PR #886, opened 2021-09-16
Add mini-section on Wasm usage

RReverser:
I wasn't sure at first if you'd be interested in linking to the adapter from Rayon docs, but seeing more and more projects using this integration already, figured it might be useful.

Feel free to close if you think otherwise.


nikomatsakis (approved):

nikomatsakis:
bors r+

Seems like a good idea to me

Issue #513, opened 2018-01-24
add `split` operation on indexed parallel iterators


nikomatsakis:
Currently given an `IndexedParallelIterator` there is no way to divide it up other than skip/take which have side-effects. We were discussing the possibility of a `split` that takes an indexed iterator and yields back two of them around a particular index.

cuviper:
Hmm, I started implementing this, but it's awkward for iterators that **own** their data, like `rayon::vec::IntoIter`.  (Whereas its `VecProducer` only holds `&mut [T]`, which can split.)

nikomatsakis:
@cuviper ah, interesting -- very good point =)

The fundamental thing that makes it awkward is that the two returned iterators need to be able to be dropped independently (per this design).

You really would prefer to be iterating over this stuff in place though. Hmm.

cuviper:
`Once` is also awkward to return `(Self, Self)`, unless we allow one of those to not actually iterate once.

`Enumerate` will have to track its start index, which it doesn't now until it's a `Producer`.  And similar to `Once`, would it be weird to have an instance of `Enumerate` floating around that doesn't start at 0?

Or an `Interleave` that starts with an item from the *second* iterator?  Or an `Intersperse` that starts with the interspersed item?

nikomatsakis:
It seems to me that there are enough design questions that it is worth taking this off the 1.0 milestone and iterating separately -- we can always add a `SplittableIndexedIterator` or something.

In any case, I think we are going to want this to be a callback style, like producer, so that the types can vary and not be limited by associated types.

cuviper:
Ah, add a separate trait because we're talking about a required method -- right.

I agree on delaying it.  When we get an RFC process going, this will be a good one to chew on.  I'm also playing with a simpler `trim` like I mentioned in #352, or maybe called `slice` or `range`...

PR #888, opened 2021-10-08
Question: Concatenate list of indexed parallel iterators

adamreichold:
This is admittedly more of a question than a pull request but I thought that it might be easiest to answer this with the code at hand. I have [a situation](https://github.com/adamreichold/rs-ecs/pull/17) in which I basically want to concatenate a
```rust
Vec<I> where I: IndexedParallelIterator
```
into a single indexed parallel iterator with the same semantics as if I would `.into_iter().flatten()` the vector.

I tried to implement this by looking at the existing `Chain` adapter which however handles a fixed number of inner iterators with possibly heterogeneous types instead of a unknown number of iterators with homogeneous types.

I am currently stuck at trying to collect the producers created by the inner iterators into a vector. This does not seem to work as it seems possible that each invocation of
```
<I as IndexParallelIterator>::with_producer
```
will call the given callback with a different producer type.

Leaving aside the overhead, boxing does not seem possible due to `Producer` not being object safe. I did consider defining a simpler `DynProducer` trait that would be, but I think this would end with
```rust
trait IntoIter<T>: Iterator<Item = T> + DoubleEndedIterator + ExactSizeIterator;
type IntoIter = Box<dyn IntoIter<Self::Item>>;
```
which feels prohibitively expensive.

I also considered building a producer out of a list of iterators each recording a list of split positions and only turn this into producers and split those when e.g. `Producer::into_iter` is actually called. But does seem to imply at least sharing (and hence synchronizing) the original list between tasks if a split happens to saddle the boundary between two of original iterators. Also, I am not sure if this would avoid the issue of different producer types eventually.

Does anybody know whether this is possible at all and if so how?

### DIFF
--- a/src/iter/concat.rs
+++ b/src/iter/concat.rs
@@ -1,0 +1,178 @@
+use super::{
+    plumbing::{bridge, Consumer, Producer, ProducerCallback, UnindexedConsumer},
+    IndexedParallelIterator, ParallelIterator,
+};
+
+/// TODO
+pub fn concat<I>(iters: Vec<I>) -> Concat<I>
+where
+    I: IndexedParallelIterator,
+{
+    Concat(iters)
+}
+
+/// TODO
+#[derive(Debug)]
+pub struct Concat<I>(Vec<I>);
+
+impl<I> ParallelIterator for Concat<I>
+where
+    I: IndexedParallelIterator,
+{
+    type Item = I::Item;
+
+    fn drive_unindexed<C>(self, consumer: C) -> C::Result
+    where
+        C: UnindexedConsumer<Self::Item>,
+    {
+        bridge(self, consumer)
+    }
+
+    fn opt_len(&self) -> Option<usize> {
+        Some(self.len())
+    }
+}
+
+impl<I> IndexedParallelIterator for Concat<I>
+where
+    I: IndexedParallelIterator,
+{
+    fn drive<C>(self, consumer: C) -> C::Result
+    where
+        C: Consumer<Self::Item>,
+    {
+        bridge(self, consumer)
+    }
+
+    fn len(&self) -> usize {
+        self.0.iter().map(IndexedParallelIterator::len).sum()
+    }
+
+    fn with_producer<CB>(self, callback: CB) -> CB::Output
+    where
+        CB: ProducerCallback<Self::Item>,
+    {
+        struct Collector<P1> {
+            len: usize,
+            prods: Vec<(usize, P1)>,
+        }
+
+        impl<'a, T, P1> ProducerCallback<T> for &'a mut Collector<P1>
+        where
+            P1: Producer<Item = T>,
+        {
+            type Output = ();
+
+            fn callback<P2>(self, producer: P2) -> Self::Output
+            where
+                P2: Producer<Item = T>,
+            {
+                // TODO: unify P1 and P2
+                self.prods.push((self.len, producer));
+            }
+        }
+
+        let mut collector = Collector {
+            len: 0,
+            prods: Vec::new(),
+        };
+
+        for iter in self.0 {
+            collector.len += iter.len();
+
+            iter.with_producer(&mut collector);
+        }
+
+        callback.callback(Concat(collector.prods))
+    }
+}
+
+impl<P> Producer for Concat<(usize, P)>
+where
+    P: Producer,
+{
+    type Item = P::Item;
+    type IntoIter = Concat<P::IntoIter>;
+
+    fn into_iter(self) -> Self::IntoIter {
+        Concat(
+            self.0
+                .into_iter()
+                .map(|(_len, prod)| prod.into_iter())
+                .collect(),
+        )
+    }
+
+    fn split_at(self, index: usize) -> (Self, Self) {
+        // TODO: binary search
+        if let Some(pos) = self.0.iter().position(|(len, _prod)| *len > index) {
+            let mut lhs = self.0;
+            let mut rhs = lhs.split_off(pos);
+
+            let lhs_len = lhs.last().map_or(0, |(len, _prod)| *len);
+
+            let (rhs_len, rhs_prod) = rhs.remove(0); // TODO: deque
+
+            let (lhs_prod, rhs_prod) = rhs_prod.split_at(index - lhs_len);
+
+            lhs.push((index, lhs_prod));
+            rhs.insert(0, (rhs_len - index, rhs_prod)); // TODO: deque
+
+            (Concat(lhs), Concat(rhs))
+        } else {
+            (self, Concat(Vec::new()))
+        }
+    }
+}
+
+impl<I> Iterator for Concat<I>
+where
+    I: Iterator + DoubleEndedIterator + ExactSizeIterator,
+{
+    type Item = I::Item;
+
+    fn next(&mut self) -> Option<Self::Item> {
+        loop {
+            let first = self.0.first_mut()?;
+
+            match first.next() {
+                Some(item) => return Some(item),
+                None => {
+                    self.0.remove(0); // TODO: deque
+                }
+            }
+        }
+    }
+
+    fn size_hint(&self) -> (usize, Option<usize>) {
+        let len = self.len();
+        (len, Some(len))
+    }
+}
+
+impl<I> DoubleEndedIterator for Concat<I>
+where
+    I: Iterator + DoubleEndedIterator + ExactSizeIterator,
+{
+    fn next_back(&mut self) -> Option<Self::Item> {
+        loop {
+            let last = self.0.last_mut()?;
+
+            match last.next_back() {
+                Some(item) => return Some(item),
+                None => {
+                    self.0.pop();
+                }
+            }
+        }
+    }
+}
+
+impl<I> ExactSizeIterator for Concat<I>
+where
+    I: Iterator + DoubleEndedIterator + ExactSizeIterator,
+{
+    fn len(&self) -> usize {
+        self.0.iter().map(ExactSizeIterator::len).sum()
+    }
+}
--- a/src/iter/mod.rs
+++ b/src/iter/mod.rs
@@ -106,6 +106,7 @@ mod chain;
 mod chunks;
 mod cloned;
 mod collect;
+mod concat;
 mod copied;
 mod empty;
 mod enumerate;
@@ -155,6 +156,7 @@ pub use self::{
     chain::Chain,
     chunks::Chunks,
     cloned::Cloned,
+    concat::{concat, Concat},
     copied::Copied,
     empty::{empty, Empty},
     enumerate::Enumerate,


adamreichold:
> because any callback style with Vec<I> would still have len() recursion levels,

As presented here, I think there should be no recursion. I am willing to pay collecting into producers into newly allocated vectors though. However, I do not think GAT alone would help with this approach as the lifetime associated with the producer is currently generative, i.e. it is created inside the closure and cannot be named outside to e.g. store this outside of the scope created by the callback as I am trying to do here.

I think this would be possible if the signature were something like
```rust
fn with_producer<'iter, CB, R>(&'iter mut self, callback: CB) -> R where CB: FnOnce(Self::Producer<'iter>) -> R;
```
to connect the producer lifetime with the lifetime of the reference to inner iterator. Making it a mutable reference would allow moving things out of the iterator at the price of having to perform the option dance or resort to `MaybeUninit`.

cuviper:
Well I'm hoping for a normal closure instead, but yes I suppose you could push to a captured `&mut Vec`.

I'm going to experiment with this -- first trying to make it a GAT closure, then perhaps `&mut self`. This is definitely a breaking change in any case, so we're talking about a possible Rayon 2.0 here, but it might be nice!

adamreichold:
I do wonder whether there are exist "insidious" implementations as considered above today which do pass completely unrelated producer types as e.g. optimizations. :thinking:

adamreichold:
> It's also weird that a &mut self method implies it can be called multiple times.

I think this is the same issue as for `Drop`, i.e. https://github.com/rust-lang/rfcs/issues/998

adamreichold:
> which also constrains the lifetime of that state, e.g. nothing self-referential.

It would not be possible to move the producer around otherwise, so that appears consistent to me.

cuviper:
> > It's also weird that a &mut self method implies it can be called multiple times.
> 
> I think this is the same issue as for `Drop`, i.e. [rust-lang/rfcs#998](https://github.com/rust-lang/rfcs/issues/998)

Yeah, sort of, but the compiler forbids explicit calls to `Drop::drop` altogether, so multiple calls are out of the question.

> > which also constrains the lifetime of that state, e.g. nothing self-referential.
> 
> It would not be possible to move the producer around otherwise, so that appears consistent to me.

I meant with that state in the iterator type, not the producer, but still. A concrete example is:
https://github.com/rayon-rs/rayon/blob/2991c044832f4667ec1489804b626a8084700a70/src/collections/binary_heap.rs#L103-L110

> Is the `DoubleEndedIterator` requirement on `Producer::IntoIter` essential?

That's for `rev()` -- see #150 and #224. I think the indirect nature of producers would make conditional constraints fall afoul of rust-lang/rust#20671, even if they weren't used opaquely.

schell:
I am also trying to solve this problem. Conceptually it seems like it _should_ be possible to construct an `IndexedParallelIterator` for a vector of `IndexedParallelIterator`s. Has anyone managed it in another crate? Or is there another way around the problem?

In my specific use case I am trying to zip the elements of range maps (where keys are `usize` and values are stored in contiguous ranges), while providing `None` for the elements that are outside a range. I can construct a `ParallelIterator` using `Flatten`, but then I can't `MultiZip` all of those up.

schell:
I have quite a naive (to me) implementation that uses `Vec::pop` and `rayon::iter::chain` that compiles: 

```
pub struct Concat<I>(Vec<I>);

impl<I: IndexedParallelIterator> ParallelIterator for Concat<I> {
    type Item = I::Item;

    where
        C: rayon::iter::plumbing::UnindexedConsumer<Self::Item> {
        rayon::iter::plumbing::bridge(self, consumer)
    }
}

impl<I: IndexedParallelIterator> IndexedParallelIterator for Concat<I> {
    fn len(&self) -> usize {
        self.0.iter().map(IndexedParallelIterator::len).sum()
    }

    fn drive<C: rayon::iter::plumbing::Consumer<Self::Item>>(mut self, consumer: C) -> C::Result {
        use rayon::iter::plumbing::Reducer;

        let len = self.len();
        if let Some(tail) = self.0.pop() {
            let (left, right, reducer) = consumer.split_at(len - tail.len());
            let (a, b) = rayon::join(|| self.drive(left), || tail.drive(right));
            reducer.reduce(a, b)
        } else {
            rayon::iter::empty().drive(consumer)
        }
    }

    fn with_producer<CB: ProducerCallback<Self::Item>>(mut self, callback: CB) -> CB::Output {
        if let Some(tail) = self.0.pop() {
            self.chain(tail).with_producer(callback)
        } else {
            rayon::iter::empty().with_producer(callback)
        }
    }
}
```

It compiles, but you can't use it as it hits the recursion limit while instantiating the big nest of `Chain`s. Any thoughts?

schell:
Here's another implementation which compiles and runs, but my tests show that it's dropping some elements (summing a 1000x1000 vector of 1's comes out to 736605 instead of 1_000_000) - so I think my splitting is off by one in at least one place - but maybe this is a workable solution? 

```
pub struct Concat<I>(Vec<I>);

impl<I: IndexedParallelIterator> ParallelIterator for Concat<I> {
    type Item = I::Item;

    where
        C: rayon::iter::plumbing::UnindexedConsumer<Self::Item>,
    {
        rayon::iter::plumbing::bridge(self, consumer)
    }
}

impl<I: IndexedParallelIterator> IndexedParallelIterator for Concat<I> {
    fn len(&self) -> usize {
        self.0.iter().map(IndexedParallelIterator::len).sum()
    }

    fn drive<C: rayon::iter::plumbing::Consumer<Self::Item>>(mut self, consumer: C) -> C::Result {
        use rayon::iter::plumbing::Reducer;

        let len = self.len();
        if let Some(tail) = self.0.pop() {
            let (left, right, reducer) = consumer.split_at(len - tail.len());
            let (a, b) = rayon::join(|| self.drive(left), || tail.drive(right));
            reducer.reduce(a, b)
        } else {
            rayon::iter::empty().drive(consumer)
        }
    }

    fn with_producer<CB: ProducerCallback<Self::Item>>(mut self, callback: CB) -> CB::Output {
        return callback.callback(ConcatProducer(vec![], self.0, vec![]));

        struct ConcatProducer<T: IndexedParallelIterator>(Vec<T::Item>, Vec<T>, Vec<T::Item>);

        impl<T: IndexedParallelIterator> Default for ConcatProducer<T> {
            fn default() -> Self {
                Self(vec![], vec![], vec![])
            }
        }

        impl<T: IndexedParallelIterator> rayon::iter::plumbing::Producer for ConcatProducer<T> {
            type Item = T::Item;

            type IntoIter = std::vec::IntoIter<Self::Item>;

            fn into_iter(self) -> Self::IntoIter {
                let mut vs: Vec<Self::Item> = self.0;
                vs.extend(self.1.into_par_iter().flatten().collect::<Vec<_>>());
                vs.extend(self.2);
                vs.into_iter()
            }

            fn split_at(self, index: usize) -> (Self, Self) {
                let (_, left, right) = self.1.into_iter().fold(
                    (0, ConcatProducer::default(), ConcatProducer::default()),
                    |(mut n, mut left, mut right), vs| {
                        let iter_len = vs.len();
                        if n + iter_len <= index {
                            // we have not yet accumulated enough for the split,
                            // everything goes in left
                            left.1.push(vs);
                        } else if n >= index {
                            // we already meet our split quota, everything goes in right
                            right.1.push(vs);
                        } else {
                            // we have to split this vec
                            let mut vs = vs.into_par_iter().collect::<Vec<_>>();
                            let vs_left = vs.splice(0..=(index - n), std::iter::empty());
                            left.2.extend(vs_left);
                            right.0.extend(vs);
                        }
                        n += iter_len;
                        (n, left, right)
                    },
                );
                (left, right)
            }
        }
    }
}
```

schell:
I realize now that impl is pretty broken, I didn't take into account the lefts and rights. I have another impl which passes tests, but I'm fairly certain it's pretty whack. I'm struggling a bit to understand the relationship between `with_producer` and `drive`: 

```
impl<I: IndexedParallelIterator> IndexedParallelIterator for Concat<I> {
    fn len(&self) -> usize {
        self.0.iter().map(IndexedParallelIterator::len).sum()
    }

    fn drive<C: rayon::iter::plumbing::Consumer<Self::Item>>(mut self, consumer: C) -> C::Result {
        use rayon::iter::plumbing::Reducer;
        println!("drive self.len(): {}", self.len());
        let len = self.len();
        if let Some(tail) = self.0.pop() {
            println!("  tail.len: {}", tail.len());
            println!("  len - tail.len: {}", len - tail.len());
            let (left, right, reducer) = consumer.split_at(len - tail.len());
            let (a, b) = rayon::join(|| self.drive(left), || tail.drive(right));
            reducer.reduce(a, b)
        } else {
            rayon::iter::empty().drive(consumer)
        }
    }

    fn with_producer<CB: ProducerCallback<Self::Item>>(mut self, callback: CB) -> CB::Output {
        return callback.callback(ConcatProducer(vec![], self.0, vec![]));

        struct ConcatProducer<T: IndexedParallelIterator>(Vec<T::Item>, Vec<T>, Vec<T::Item>);

        impl<T: IndexedParallelIterator> Default for ConcatProducer<T> {
            fn default() -> Self {
                Self(vec![], vec![], vec![])
            }
        }

        impl<T: IndexedParallelIterator> ConcatProducer<T> {
            fn total_len(&self) -> usize {
                self.0.len()
                    + self
                        .1
                        .iter()
                        .map(IndexedParallelIterator::len)
                        .sum::<usize>()
                    + self.2.len()
            }
        }

        impl<T: IndexedParallelIterator> rayon::iter::plumbing::Producer for ConcatProducer<T> {
            type Item = T::Item;

            type IntoIter = std::vec::IntoIter<Self::Item>;

            fn into_iter(self) -> Self::IntoIter {
                let mut vs: Vec<Self::Item> = self.0;
                vs.extend(self.1.into_par_iter().flatten().collect::<Vec<_>>());
                vs.extend(self.2);
                vs.into_iter()
            }

            fn split_at(mut self, index: usize) -> (Self, Self) {
                let mut lines = vec![];
                lines.push(format!(
                    "split_at: index:{} left:{}  center:{},{}  right:{}",
                    index,
                    self.0.len(),
                    self.1.len(),
                    self.1
                        .iter()
                        .map(IndexedParallelIterator::len)
                        .sum::<usize>(),
                    self.2.len()
                ));
                let total_len = self.total_len();
                let mut left = ConcatProducer::<T>::default();
                let taken_from_left = self
                    .0
                    .splice(0..index.min(self.0.len()), std::iter::empty())
                    .collect::<Vec<_>>();
                left.0 = taken_from_left;
                if !left.0.is_empty() {
                    lines.push(format!("  took {} from left", left.0.len()));
                }

                let (mut left, mut right) = std::mem::take(&mut self.1).into_iter().fold(
                    (left, self),
                    |(mut left, mut right), vs| {
                        let left_len = left.total_len();
                        let iter_len = vs.len();
                        if left_len + iter_len < index {
                            lines.push(format!("    {} + {} < {} - going left", left_len, iter_len, index));
                            // we have not yet accumulated enough for the split,
                            // everything goes in left
                            left.1.push(vs);
                        } else if left_len >= index {
                            lines.push(format!("    {} >= {} - going right", left_len, index));
                            // we already meet our split quota, everything goes in right
                            right.1.push(vs);
                        } else {
                            lines.push(format!(
                                "    index:{} splitting with splice 0..{}",
                                index,
                                index - left_len
                            ));
                            // we have to split this vec
                            let mut vs = vs.into_par_iter().collect::<Vec<_>>();
                            let vs_left = vs.splice(0..(index - left_len), std::iter::empty());
                            left.2.extend(vs_left);
                            right.0.extend(vs);
                        }
                        (left, right)
                    },
                );

                let left_len = left.total_len();
                if left_len < index {
                    left.2.extend(right.2.splice(0..(index - left_len), std::iter::empty()));
                }

                std::thread::sleep_ms(10);
                println!("{}", lines.join("\n"));
                assert_eq!(left.total_len(), index, "{} /= {}", left.total_len(), index);
                assert_eq!(
                    left.total_len() + right.total_len(),
                    total_len,
                    "{} + {} /= {}",
                    left.total_len(),
                    right.total_len(),
                    total_len
                );
                (left, right)
            }
        }
    }
}
```

schell:
Doing this would be a lot easier with #513, because we could easily split the iterator that's on the index.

****************************************

• [TASK DIRECTIONS]: Your task is to list each line of the records with the word "nothing".

• [YOUR SOLUTION]:
> which also constrains the lifetime of that state, e.g. nothing self-referential.
> > which also constrains the lifetime of that state, e.g. nothing self-referential.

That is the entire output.